Anne (Nathalie Richard) hasn’t been out of her house in a year; ever since the accident which claimed part of her leg. Not coincidentally, it’s also been about a year since she and her stick-in-the-mud husband Donnie (Daniel Aukin) have made love. When Iris (Sarah Adler), Anne’s half sister arrives for an extended visit, she’s not so much a breath of fresh air as a gust who does her best to blow out the repressed and gloomy atmosphere suffocating her beloved sister. I’m always suspicious of films with a running time of under 80 minutes because most usually feel padded to stretch long enough to qualify as a feature. “Afraid of Everything” is no exception, although it’s nonetheless a decent exercise in minimalist filmmaking. Probably 90% of David Barker’s simmering black and white film takes place in Anne and Donnie’s apartment with only some combination of the three principles on screen.

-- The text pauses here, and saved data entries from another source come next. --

Issue #1612, opened 2022-07-05
Camera rotation and attacking by using the mouse


MojoJojoDojo:
### What feature is your idea related to?

The feature relates to controls for the game.

### Describe the solution you'd like.

Have the abillity to use the mouse for rotating the camera and attacking with its 2 (or 3) buttons.
Maybe with the help of some 3rd party library.

### Additional context

Good for people that dont have access to controllers.

PR #1702, opened 2022-07-25
Added first working instance of controller/keyboard re-mapper

### LINKED ISSUE #1600: Movement using arrow keys

Personally I hate using WASD. I much prefer ↑←↓→ .

Please add the ability to use either.

### Additional context

Thanks for all your great work.

animalstyletaco:
Marking as a draft because I want to add unit tests, add some better documentation on my changes, and see if I can iron out some minor inconsistencies first.

In short, this would give users the ability to do the following:
 * Re-map Controller buttons 
 * Re-map Keyboard buttons
 * Re-map keyboard buttons to analog (Fixes #1600)
 * Re-map Mouse buttons
 * Scroll wheel/touch pad (Will need to do some additional testing since I don't have a touch pad available)

On startup, the program will attempt to read the configuration file game/assets/config/controllers-settings.json. The program will generate a json file with the default configuration if a file doesn't exist. The Default configurations are below:

Controller Default Settings are the same.

Keyboard Default Configuration:
> L1 - Q
> R1 - O
> L2 - 1
> R2 - P
> X - Spacebar
> Square - F
> Triangle - R
> Circle - E
> Dpad - arrows
> Left analog - wasd
> Right analog - Mouse
> Start - Enter
> L3 - .
> R3 - ,

Values are stored as integers in the json file. This is subject to change if needed. In most cases, it represent the GLFW_KEY defines and GLFW_GAMEPAD define. Mouse buttons indices are treated as a extension of default GLFW_KEY defines. For example, left mouse button = 348. The same applies for scroll wheel axes and mouse axes. They are treated as extensions of the GLFW_GAMEPAD defines.

Other changes:
* Disables mouse cursor when ImGui debug menu is closed. Allowing for mouse camera control.
* Disables in-game left mouse button actions and re-enables mouse cursor while ImGui debug menu is open.


animalstyletaco:
Would also fix #1612

game/graphics/pipelines/opengl.cpp
```diff
@@ -92,10 +97,64 @@ void SetDisplayCallbacks(GLFWwindow* d) {
...
+      Pad::OnKeyPress(key);
+    } else if (action == GlfwKeyAction::Release) {
+      Pad::OnKeyRelease(key);
+    }
+  });
+
+  glfwSetScrollCallback(d, [](GLFWwindow* window, double xoffset, double yoffset) {
+    Pad::SetAnalogAxisValue(GlfwKeyCustomAxis::SCROLL_WHEEL_X_AXIS, xoffset);
+    Pad::SetAnalogAxisValue(GlfwKeyCustomAxis::SCROLL_WHEEL_Y_AXIS, yoffset);
+    printf("Scroll Callback: xoffset: %lf, yoffset: %lf\n", xoffset, yoffset);
```
water111, line 129: can probably remove this

game/graphics/pipelines/opengl.cpp
```diff
@@ -186,6 +245,9 @@ static std::shared_ptr<GfxDisplay> gl_make_display(int width,
     lg::error("Could not load icon for OpenGL window");
   }
 
+  glfwSetInputMode(window, GLFW_CURSOR, g_cursor_input_mode);
+  glfwSetInputMode(window, GLFW_STICKY_MOUSE_BUTTONS, GLFW_TRUE);
```
water111, line 249: Does this mess up imgui menus?

game/graphics/pipelines/opengl.cpp
```diff
@@ -529,6 +591,12 @@ void GLDisplay::render() {
     ImGui_ImplOpenGL3_RenderDrawData(ImGui::GetDrawData());
   }
 
+  // switch vsync modes, if requested
+  if (Gfx::g_global_settings.vsync != Gfx::g_global_settings.old_vsync) {
```
water111, line 595: why move this (just curious)?

game/system/newpad.cpp
```diff
@@ -107,64 +139,93 @@ int IsPressed(MappingInfo& mapping, Button button, int pad = 0) {
...
   if (key == -1)
     return 0;
   auto& keymap = mapping.buffer_mode ? g_buffered_key_status : g_key_status;
   ASSERT(key < NUM_KEYS);
   return keymap[key];
 }
 
+void SetAnalogAxisValue(int axis, double value) {
+  if (axis == GlfwKeyCustomAxis::CURSOR_X_AXIS || axis == GlfwKeyCustomAxis::CURSOR_Y_AXIS) {
+    value /= 18.0f;  // Arbituary value. Cursor delta generally a lot larger than scroll wheel delta
```
water111, line 153: Will the framerate have an effect on the cursor sensitivity? If the framerate is super high, the delta cursor positions will be smaller.

game/graphics/gfx.cpp
```diff
@@ -53,36 +52,162 @@ GfxGlobalSettings g_global_settings;
...
+                                                           {"Square", Pad::Button::Square}};
+
+const std::pair<std::string, Pad::Analog> analog_map[] = {
+    {"Left X Axis", Pad::Analog::Left_X},
+    {"Left Y Axis", Pad::Analog::Left_Y},
+    {"Right X Axis", Pad::Analog::Right_X},
+    {"Right Y Axis", Pad::Analog::Right_Y},
+};
+
+void DumpToJson(const std::string& filename) {
```
water111, line 78: we've been trying to use `filesystem::path` when possible for filenames. I think you can just switch this argument to use `filesystem::path`

water111 (commented):
This looks awesome, thanks for working on this!

I added a few small comments, let me know when you are ready for more detailed review/testing. I think we should try this on windows/linux with a few different mice, just to make sure the sensitivity is reasonable and there's not weird polling-rate issues.

I can test on linux within the next few days

game/graphics/gfx.cpp
animalstyletaco: Ok, I'll update this when I get a chance

game/system/newpad.cpp
animalstyletaco: Great catch! I only tested with 60 frames on my initial tests. Higher frame rate would reduce the delta cursor positions. I was thinking about making the delta configurable since different mouse(s) could have different DPIs. Would having a mouse sensitivity value in the json be a good idea?

game/graphics/pipelines/opengl.cpp
animalstyletaco: This was an accident, I was moving chunks code around so I could better visualize what was going on in the source code and this change must have snuck into my commit.

game/graphics/pipelines/opengl.cpp
animalstyletaco: Will do

game/system/newpad.cpp
water111: Yeah, that sounds like the best option.

game/graphics/pipelines/opengl.cpp
animalstyletaco: It doesn't mess with the imgui. This code snippet will display the cursor when ever the imgui menu is up and disable it when the menu is closed. Although, there is a weird bug where the cursor is there only on startup regardless if imgui is there or not.
https://github.com/animalstyletaco/jak-project/blob/c5e3ab71b595abe5fdf7ca57782844578e3db989/game/graphics/pipelines/opengl.cpp#L100-L102

animalstyletaco:
This will fix #1712

ManDude (changes requested):
I tested around a bit and it works. Thank you for adding analog stick mapping!

game/graphics/pipelines/opengl.h
```diff
@@ -18,30 +18,38 @@ enum GlfwKeyAction {
...
+  int get_screen_vmode_count() override;
+  int get_monitor_count() override;
+  void set_size(int w, int h) override;
+  void update_fullscreen(GfxDisplayMode mode, int screen) override;
+  void render() override;
+  bool minimized() override;
   bool fullscreen_pending() override;
   void fullscreen_flush() override;
-  void set_lock(bool lock);
+  void set_lock(bool lock) override;
```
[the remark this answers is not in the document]
animalstyletaco: I mainly did this to get rid of the warnings I saw when compiling on Linux

game/system/newpad.cpp
```diff
@@ -43,6 +47,37 @@ u64 input_mode_mod = 0;
 u64 input_mode_index = 0;
 MappingInfo g_input_mode_mapping;
 
+MappingInfo g_mapping;  // Local copy of Gfx mapping info
```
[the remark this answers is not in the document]
animalstyletaco: I remember it was a little awkward in the beginning using the mapping in g_settings for analog settings. Mostly because I wasn't familiar with this part of the code base at the time. I'll see if I can use g_settings now that I'm more familiar with the code

game/graphics/gfx.cpp
```diff
@@ -51,38 +50,184 @@ namespace Gfx {
...
-void SaveSettings() {
-  const auto filename = file_util::get_file_path({GAME_CONFIG_DIR_NAME, SETTINGS_GFX_FILE_NAME});
-  file_util::create_dir_if_needed(file_util::get_file_path({GAME_CONFIG_DIR_NAME}));
-  FILE* fp = file_util::open_file(filename.c_str(), "wb");
-  fwrite(&g_settings, sizeof(GfxSettings), 1, fp);
-  fclose(fp);
+void SavePeripheralSettings() {
+  auto filename =
+      (file_util::get_jak_project_dir() / "game" / "config" / "controller-settings.json");
+  file_util::create_dir_if_needed_for_file(filename);
```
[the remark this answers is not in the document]
animalstyletaco: Ok that makes sense. I just chose a place at random for initial testing.

game/system/newpad.cpp
```diff
@@ -113,66 +149,114 @@ int IsPressed(MappingInfo& mapping, Button button, int pad = 0) {
...
-  }
-
-  if (input == 0) {
+  if (g_gamepads.gamepad_idx[pad] == -1) {
+    input = g_key_analogs[pad][(int)analog];
+    // Hack. Clearing the buffer immediately can lead to inconsistencies on analog input.
+    // If a mouse is disconnected or can't calculate a new delta it would stay stuck at 1.
+    // Decreasing the values gradually seems like a good comprise.
+    g_key_analogs[pad][(int)analog] *= 0.95;
+  } else {  // Gamepad present
```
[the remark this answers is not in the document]
animalstyletaco: Just for clarification. Are you expecting something like this in the code.

```cpp
  float input = 0.0f;
  if (CheckPadIdx(pad) == -1) {
    // Pad out of range, return a stable value
    return 127;
  }

  if (g_gamepads.gamepad_idx[pad] > -1) {
    input += g_gamepad_analogs[pad][(int)analog];
  }
  input += g_key_analogs[pad][(int)analog];
  // Hack. Clearing the buffer immediately can lead to inconsistencies on analog input.
  // If a mouse is disconnected or can't calculate a new delta it would stay stuck at 1.
  // Decreasing the values gradually seems like a good comprise.
  g_key_analogs[pad][(int)analog] *= 0.95;
```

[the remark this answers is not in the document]
ManDude: Sort of. You can track key and controller analogs separately (and thus decay keyboard just fine), but when asked for analog value you pick whichever one is "most active."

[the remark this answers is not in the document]
animalstyletaco: So something like this?

```cpp
  float input = 0.0f;
  if (CheckPadIdx(pad) == -1) {
    // Pad out of range, return a stable value
    return 127;
  }

 float controller_input, keyboard_input;
controller_input = keyboard_input = 0.0f;
  if (g_gamepads.gamepad_idx[pad] > -1) {
    controller_input = g_gamepad_analogs[pad][(int)analog];
  }
  keyboard_input = g_key_analogs[pad][(int)analog];
  g_key_analogs[pad][(int)analog] *= 0.95;

if(fabs(controller_input) > fabs(keyboard_input)){
   input = controller_input;
} else {
   input = keyboard_input;
}
 glfw_to_goal_value(input); //pseudo code

```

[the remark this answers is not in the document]
ManDude: Yeah, that's sort of what I was thinking as well.

game/graphics/gfx.cpp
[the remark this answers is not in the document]
animalstyletaco: Should there be a controller/kbm config file for each game or a global config for all games?

game/graphics/gfx.cpp
```diff
@@ -41,8 +42,6 @@ void InitSettings(GfxSettings& settings) {
   settings.pad_mapping_info.buffer_mode = true;
   // debug input settings
   settings.pad_mapping_info.debug = true;
-  // use a default mapping
-  Pad::DefaultMapping(settings.pad_mapping_info);
```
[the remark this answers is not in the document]
animalstyletaco: I was trying to reduce the amount of calls to this function to the absolute minimum. Although, after re-factoring the code I ended up putting the call back in the startup function.

game/graphics/gfx.cpp
```diff
@@ -51,38 +50,184 @@ namespace Gfx {
...
+    LoadPeripheralSettings(filename);
+    Pad::SetMapping(g_settings.pad_mapping_info);
+    lg::info("Loaded graphics configuration file.");
+    return;
+  }
+
+  file_util::create_dir_if_needed_for_file(filename);
+  Pad::DefaultMapping(g_settings.pad_mapping_info);
+  SavePeripheralSettings();
+  lg::info("Created graphics configuration file {}", filename.string());
```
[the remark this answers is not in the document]
animalstyletaco: I'm a little confused by this. The program would create a new default controller-settings.json only if the file doesn't exist.  If an example controller-settings.json doesn't exist how would users know how to configure their controller/kbm settings?

If this isn't the appropriate approach, what would be the best approach to show users how controller/kbm configuration works?

game/graphics/gfx.cpp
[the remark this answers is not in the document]
ManDude: I imagine global for all games makes the most sense.

game/graphics/gfx.cpp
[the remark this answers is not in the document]
ManDude: There will be an in-game menu for key rebinding. Users won't be editing a text file.

ManDude (approved):

game/system/newpad.cpp
```diff
@@ -113,67 +148,123 @@ int IsPressed(MappingInfo& mapping, Button button, int pad = 0) {
...
   if (key == -1)
     return 0;
   auto& keymap = mapping.buffer_mode ? g_buffered_key_status : g_key_status;
-  ASSERT(key < NUM_KEYS);
+  ASSERT(key < glfw::NUM_KEYS);
   return keymap[key];
 }
 
+void SetAnalogAxisValue(MappingInfo& mapping_info, int axis, double value) {
+  const double sensitivity_numerator = 100.0f;
```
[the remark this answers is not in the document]
animalstyletaco: That's a good idea I'll implement it when I get a chance. Do you remember where the target frame rate is stored in the c++ code?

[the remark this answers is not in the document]
ManDude: Global settings has a `target_fps` value I believe.

game/system/newpad.cpp
```diff
@@ -43,6 +47,51 @@ u64 input_mode_key = -1;
...
+    60.0f;  // frame rate reference so mouse sensitivity can be consistent on frame rate changes
+
+void SetFrameRate(float frame_rate) {
+  const float minimum_frame_rate = 0.0001f;  // Arbituary value
+  if (frame_rate < minimum_frame_rate) {
+    g_frame_rate = minimum_frame_rate;
+  } else {
+    g_frame_rate = frame_rate;
+  }
+}
```
ManDude, line 60: You should just use `Gfx::g_global_settings.target_fps` directly instead of having to manage a copy and a new function that just sets it.

game/system/newpad.cpp
```diff
@@ -114,67 +164,123 @@ int IsPressed(MappingInfo& mapping, Button button, int pad = 0) {
...
+          mapping_info.keyboard_analog_mapping[pad][analog].negative_key < glfw::NUM_KEYS) {
+        if (analog == static_cast<int>(Analog::Left_Y) ||
+            analog == static_cast<int>(Analog::Right_Y)) {
+          input =
+              input +
+              g_buffered_key_status[mapping_info.keyboard_analog_mapping[pad][analog].negative_key];
+        } else {
+          input =
+              input -
+              g_buffered_key_status[mapping_info.keyboard_analog_mapping[pad][analog].negative_key];
```
ManDude, line 252: use shorthand assingments here?

game/graphics/gfx.cpp
```diff
@@ -53,38 +54,179 @@ namespace Gfx {
...
+  }
+}
+
+void LoadSettings() {
+  auto filename = (file_util::get_user_config_dir() / "controller" / "controller-settings.json");
+  if (fs::exists(filename)) {
+    LoadPeripheralSettings(filename);
+    lg::info("Loaded graphics configuration file.");
+    return;
+  }
```
water111, line 227: I think you're missing something to create the settings file on the first run if it doesn't exist.
I added an `else { SavePeripheralSettings(); }` here and it seemed to work.

game/graphics/pipelines/opengl.cpp
```diff
@@ -209,6 +214,11 @@ static std::shared_ptr<GfxDisplay> gl_make_display(int width,
   }
 
   auto display = std::make_shared<GLDisplay>(window, is_main);
+
+  display->set_imgui_visible(Gfx::get_debug_menu_visible_on_startup());
+  display->update_cursor_visibility(window, display->is_imgui_visible());
+  glfwSetInputMode(window, GLFW_STICKY_KEYS, GLFW_TRUE);
```
water111, line 220: Is this needed? This turned out to be the cause of the weird double-alt-callback on linux.
From https://www.glfw.org/docs/3.3/input_guide.html it sounds like this only changes stuff with `glfwGetKey`, which we don't use.

water111 (changes requested):
Sorry I keep forgetting about this...

Just two more comments and I think it is all set.

I'm not personally a fan of taking over the mouse by default when the game first starts, but idk a better way to do this. I guess we already go fullscreen by default so it's not much more annoying to also grab the mouse.

game/graphics/gfx.cpp
animalstyletaco: I originally had a default mapping settings file generated if it couldn't find a controller-settings.json file. Although, it seemed like mandude wasn't very fond of the idea at the time. https://github.com/open-goal/jak-project/pull/1702#discussion_r938782693. I'll re-add the logic to create a new setting file back into the code.

game/graphics/pipelines/opengl.cpp
animalstyletaco: Gotcha, I'll remove it

game/graphics/gfx.cpp
water111: Hm, once there's an in game menu, maybe we can revisit this, but I think for now this is good. Otherwise I have no idea what all the things in the JSON should be called.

This leads to a nicely appropriate touch of claustrophobia as well as ratchets up the repressed sexual tension between Donnie and a subtly but mercilessly flirtatious Iris.
With the proverbial lid clamped down on this primed for drama threesome, “Afraid of Everything” could have built to a powerful and explosive conclusion. You keep waiting for the pot to boil over, but it never does. Instead, Barker lets the steam vent out all too easily and the film falls flat in the end as a result.